ハンス・フォン・ビューロー・1830~1894
ブラームスの同世代であるハンス・フォン・ビューローはブラームスの良き理解者として知られている。リストのところで少し触れたが、リストの娘であるコジマと結婚して子供もいたのにワーグナーに妻をとられてしまった人物である。しかしビューローは名指揮者として高い評価を受けている。そのビューローがブラームスをバッハ、ベートーヴェンと並んでドイツ音楽の3大Bと言った。
事実ブラームスの最も尊敬し目標にした作曲家はベートーヴェンであり、その交響曲作曲に関しては並々ならぬ精進を重ねた。22歳から43歳まで実に21年もかかって「交響曲第1番」をベートーヴェンの没後50年に完成させている。それはベートーヴェンの交響曲という巨大な金字塔が存在するので、それらに匹敵するものを創ろうと推敲を重ね、試行錯誤の歳月を物語るものである。ようやく完成したこの曲にビューローはベートーヴェンの第10番だと評した。それ程、ベートーヴェンの交響曲に比しても恥ずかしくない出来栄えだった。
世話になった人を忘れないのもブラームスの特徴である。シューマン家での話は言うに及ばず、貧しかった少年時代に殆ど無償でピアノを教えてもらったマルクスセンへの恩も忘れていない。45才で作曲した名曲と評された「ピアノ協奏曲第2番」はかつての師マルクスセンに捧げられている。同時期の「ヴァイオリン協奏曲ニ短調」はベートーヴェン、メンデルスゾーンと並んで、「3大ヴァイオリン協奏曲」と言われている名曲であるが、その曲は親友ヨアヒムに献呈している。
ブラームスはロマン派の時代にベートーヴェンの後継者を自負し、「絶対音楽」を信奉したので「新古典主義」と呼ばれた。一方で新時代を象徴する音楽として「新ドイツ学派」が台頭している。ワーグナーやリストを信奉するグループである。ワーグナーに心酔する哲学者ニーチェは「ブラームスの音楽は憂鬱と悲哀である。」と酷評したと言われる。ワーグナーに妻をとられたビューローは当然ながらブラームス派である。この対立はワーグナー対ブラームスとも言われていたが、ブラームス本人はワーグナーの音楽も愛しその歌劇を楽しんでいた。
「ハンガリー舞曲」が大ヒットし、名声を手にし収入が安定しても貴族趣味を嫌い、自然と庶民的生活を好んだ。
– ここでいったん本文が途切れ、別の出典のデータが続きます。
PR #173, opened 2021-07-13
Generate meta data as a plain object

msujew:
Removes unnecessarily created files and simplifies the `LanguageMetaData` setup.


packages/langium-cli/src/generator/module-generator.ts
```diff
@@ -21,10 +21,16 @@ export function generateModule(grammar: langium.Grammar, config: LangiumConfig):
     node.append(
         'import { ', grammar.name, "AstReflection } from './ast';", NL,
         'import { ', grammar.name, "GrammarAccess } from './grammar-access';", NL,
-        'import { ', grammar.name, "LanguageMetaData } from './meta-data';", NL,
         "import { Parser } from './parser';", NL, NL
     );
 
+    node.append('const metaData = {', NL);
```
spoenemann, line 27: Shall we export this so you can access it directly in your language implementation?

packages/langium-cli/src/generator/module-generator.ts
```diff
@@ -21,10 +21,16 @@ export function generateModule(grammar: langium.Grammar, config: LangiumConfig):
...
+    node.indent(metaData => {
+        metaData.append(`languageId: '${config.languageId}',`, NL);
```
spoenemann, line 29: What if this property is undefined? Shall we make it mandatory in the config?

packages/langium-cli/src/generator/module-generator.ts
```diff
@@ -21,10 +21,16 @@ export function generateModule(grammar: langium.Grammar, config: LangiumConfig):
...
+        metaData.append(`fileExtensions: [${config.extensions && config.extensions.map(e => appendQuotesAndDot(e)).join(', ')}]`, NL);
```
spoenemann, line 30: Seeing this I think we could rename `extensions` to `fileExtensions` in the config as well, WDYT?

packages/langium-cli/src/generator/module-generator.ts
msujew: Yes #158 already makes it mandatory.

packages/langium-cli/src/generator/module-generator.ts
msujew: Yeah, that makes sense.

packages/generator-langium/langium-template/package.json
```diff
@@ -29,7 +29,7 @@
     "langium": {
         "languageId": "<%= language-id %>",
         "grammar": "src/language-server/<%= language-id %>.langium",
-        "extensions": <%= file-extension %>,
+        "fileExtensions": <%= file-extension %>,
```
spoenemann, line 32: This needs an entry in the `CHANGELOG.md`. Could you create one in `langium-cli`?

You can take https://github.com/eclipse/lsp4j/blob/master/CHANGELOG.md as an example format.

examples/arithmetics/src/language-server/generated/module.ts
```diff
@@ -6,14 +6,18 @@
 import { LangiumGeneratedServices, LangiumServices, Module } from 'langium';
 import { ArithmeticsAstReflection } from './ast';
 import { ArithmeticsGrammarAccess } from './grammar-access';
-import { ArithmeticsLanguageMetaData } from './meta-data';
 import { Parser } from './parser';
 
+const metaData = {
```
spoenemann, line 11: This needs to be re-generated.

spoenemann (approved):

PR #738, opened 2022-10-28
Improve validation check type safety

msujew:
As of now, validations can be written as `Type: (node: NotOfType, acceptor)` which might break validations during runtime. This change improves type safety in the validation registry and also introduces a better `AstTypes` generator.


pluralia (approved):
LGTM!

家政婦と3部屋のアパートに住み朝の散歩と「赤いはりねずみ」という小さなレストランで昼食を取るのが日課だった。貰った賞品や記念品などは気前良く親戚たちに与え、ドヴォルザークを始め若い音楽家たちには惜しみ無く支援した。無愛想なところがあり、大人にはよく誤解されたが子供たちには人気があった。独身を貫いたため子供がいないのは残念ではあるが、国を愛し、音楽を愛し、友を愛し、こよなく酒を愛し、一途な恋を貫いた。ブラームスはベートーヴェンの後継者に相応しく、武骨ではあるが、限りなく男らしく、暖かい。
~~さわやか易の見方~~
*** *** 上卦は沢
******** 喜び、親睦、少女
********
*** *** 下卦は雷
*** *** 行動、志、長男
********
「沢雷随」の卦。随は従うこと。人は何かに従って生きている。何に従うかが重要である。ブラームスは偉大な先輩であるベートーヴェンに従って生きた。常に偉大なるものに従うものは謙虚である。傲慢になったり目標を失ったりはしない。いつの間にか若い者が従ってくるようになる。
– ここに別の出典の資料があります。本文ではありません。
PR #739, opened 2022-10-28
Improve completion API and functionality

msujew:
This change lets the completion provider make use of fuzzy matching similar to the TypeScript language server. Also improves handling of `textEdit` and `insertText` in case downstream users override this value for their completions.

### DIFF
--- a/packages/langium/langium-config.json
+++ b/packages/langium/langium-config.json
@@ -5,7 +5,10 @@
         "grammar": "src/grammar/langium-grammar.langium",
         "fileExtensions": [
           "langium"
-        ]
+        ],
+        "chevrotainParserConfig": {
+            "maxLookahead": 3
+        }
     }],
     "out": "src/grammar/generated",
     "langiumInternal": true
--- a/packages/langium/src/lsp/completion/completion-provider.ts
+++ b/packages/langium/src/lsp/completion/completion-provider.ts
@@ -276,7 +276,7 @@ export class DefaultCompletionProvider implements CompletionProvider {
         } else {
             insertText = label;
         }
-        const textEdit = this.buildCompletionTextEdit(document, offset, insertText);
+        const textEdit = this.buildCompletionTextEdit(document, offset, label, insertText);
         if (!textEdit) {
             return undefined;
         }
@@ -284,15 +284,15 @@ export class DefaultCompletionProvider implements CompletionProvider {
         return completionItem;
     }
 
-    protected buildCompletionTextEdit(document: TextDocument, offset: number, completion: string): TextEdit | undefined {
+    protected buildCompletionTextEdit(document: TextDocument, offset: number, label: string, newText: string): TextEdit | undefined {
         const content = document.getText();
         const tokenStart = this.backtrackToTokenStart(content, offset);
         const identifier = content.substring(tokenStart, offset);
-        if (this.charactersFuzzyMatch(identifier, completion.toLowerCase())) {
+        if (this.charactersFuzzyMatch(identifier, label.toLowerCase())) {
             const start = document.positionAt(tokenStart);
             const end = document.positionAt(offset);
             return {
-                newText: completion,
+                newText,
                 range: {
                     start,
                     end
--- a/packages/langium/src/lsp/completion/completion-provider.ts
+++ b/packages/langium/src/lsp/completion/completion-provider.ts
@@ -22,7 +22,11 @@ import { stream } from '../../utils/stream';
 import { LangiumDocument } from '../../workspace/documents';
 import { findFirstFeatures, findNextFeatures, NextFeature } from './follow-element-computation';
 
-export type CompletionAcceptor = (value: string | AstNode | AstNodeDescription, item?: Partial<CompletionItem>) => void
+export type CompletionAcceptor = (value: CompletionValueItem) => void
+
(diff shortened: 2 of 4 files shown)


packages/langium/src/lsp/completion/completion-provider.ts
```diff
@@ -240,52 +242,57 @@ export class DefaultCompletionProvider implements CompletionProvider {
...
+            label = item.label;
+        } else if (isAstNode(item.label)) {
+            const name = this.nameProvider.getName(item.label);
             if (!name) {
                 return undefined;
             }
             label = name;
-        } else if (!isAstNode(value)) {
-            label = value.name;
+        } else if (item.label && !isAstNode(item.label)) {
```
spoenemann, line 266: Check with `isAstNodeDescription` in this case.

packages/langium/src/lsp/completion/completion-provider.ts
```diff
@@ -240,52 +242,57 @@ export class DefaultCompletionProvider implements CompletionProvider {
...
-            if (completionLowerCase.startsWith(contentLowerCaseSub) && (i === 0 || !this.isWordCharacterAt(contentLowerCase, offset - i - 1))) {
-                negativeOffset = i;
-                break;
-            }
-        }
-        if (negativeOffset > 0 || offset === 0 || !this.isWordCharacterAt(completion, 0) || !this.isWordCharacterAt(content, offset - 1)) {
-            const start = document.positionAt(offset - negativeOffset);
+        const tokenStart = this.backtrackToTokenStart(content, offset);
+        const identifier = content.substring(tokenStart, offset);
+        if (this.charactersFuzzyMatch(identifier, label.toLowerCase())) {
```
spoenemann, line 291: Proposal: move the `toLowerCase()` call into the `charactersFuzzyMatch` method to support when someone would like to change the behavior to case-sensitive exact match.

packages/langium/src/lsp/completion/completion-provider.ts
```diff
@@ -171,28 +198,29 @@ export class DefaultCompletionProvider implements CompletionProvider {
...
 
-    protected completionForCrossReference(crossRef: NextFeature<ast.CrossReference>, context: AstNode | undefined, acceptor: CompletionAcceptor): MaybePromise<void> {
+    protected completionForCrossReference(context: CompletionContext, crossRef: NextFeature<ast.CrossReference>, acceptor: CompletionAcceptor): MaybePromise<void> {
         const assignment = getContainerOfType(crossRef.feature, ast.isAssignment);
-        if (assignment) {
-            if (crossRef.type && (crossRef.new || context?.$type !== crossRef.type)) {
-                context = {
+        let node = context.node;
+        if (assignment && node) {
+            if (crossRef.type && (crossRef.new || node?.$type !== crossRef.type)) {
```
spoenemann, line 220: The `?` is not necessary due to the condition in the preceding line.

packages/langium/src/lsp/completion/completion-provider.ts
```diff
@@ -97,28 +121,31 @@ export class DefaultCompletionProvider implements CompletionProvider {
...
         }
 
         return CompletionList.create(items, true);
     }
 
+    /**
+     * Determines whether the completion parser will reparse the input at the point of completion.
+     * By default, this returns `false`, indicating that the completion will only look for completion results starting from the token at the cursor position.
+     * Override this and return `true` to indicate that the completion should parse the input a second time.
+     * This might add some missing completions at the cost at parsing the input twice.
```
spoenemann, line 143: Please add a test so we know that we don't accidentally break this functionality (it's disabled by default), or create an issue to add such a test.

spoenemann (approved):
I noticed just one problem while testing: completion does not work with qualified names in the domain model example. It works for a reference if the prefix is `baz`, but not for `baz.` or `baz.nested` or anything else after the first `.`

We don't have to fix that in this PR though, so feel free to create a new issue instead.

packages/langium/src/lsp/completion/completion-provider.ts
msujew: Done see https://github.com/langium/langium/issues/831

packages/langium/langium-config.json
```diff
@@ -5,7 +5,10 @@
         "grammar": "src/grammar/langium-grammar.langium",
         "fileExtensions": [
           "langium"
-        ]
+        ],
+        "chevrotainParserConfig": {
+            "maxLookahead": 3
```
spoenemann, line 10: So you want to use LL(k) for the grammar language?

msujew: It fixes a completion issue, due to very slight differences in lookahead behavior for malformed input.

spoenemann: General question, could we allow a different parser config for completion?

msujew: Not really, since the parser is build the same way, the implementation of the embedded actions are just different.

spoenemann: Ok last question, have you checked whether _k=2_ would work for the grammar language?

msujew: Haven't checked, but it might probably work.

spoenemann: Or maybe even _k=1_? 😁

ブラームスはベートーヴェンとともにいかにもドイツ人である。ドイツ人は法を重んじ倫理観を大切にする。ある意味ではフランス人ほど面白みに欠ける。フランス文化のような華やかさはないが、重厚な意志があり、深い知恵がある。言葉のない交響曲はやはりドイツ人の創作が群を抜いていると思う。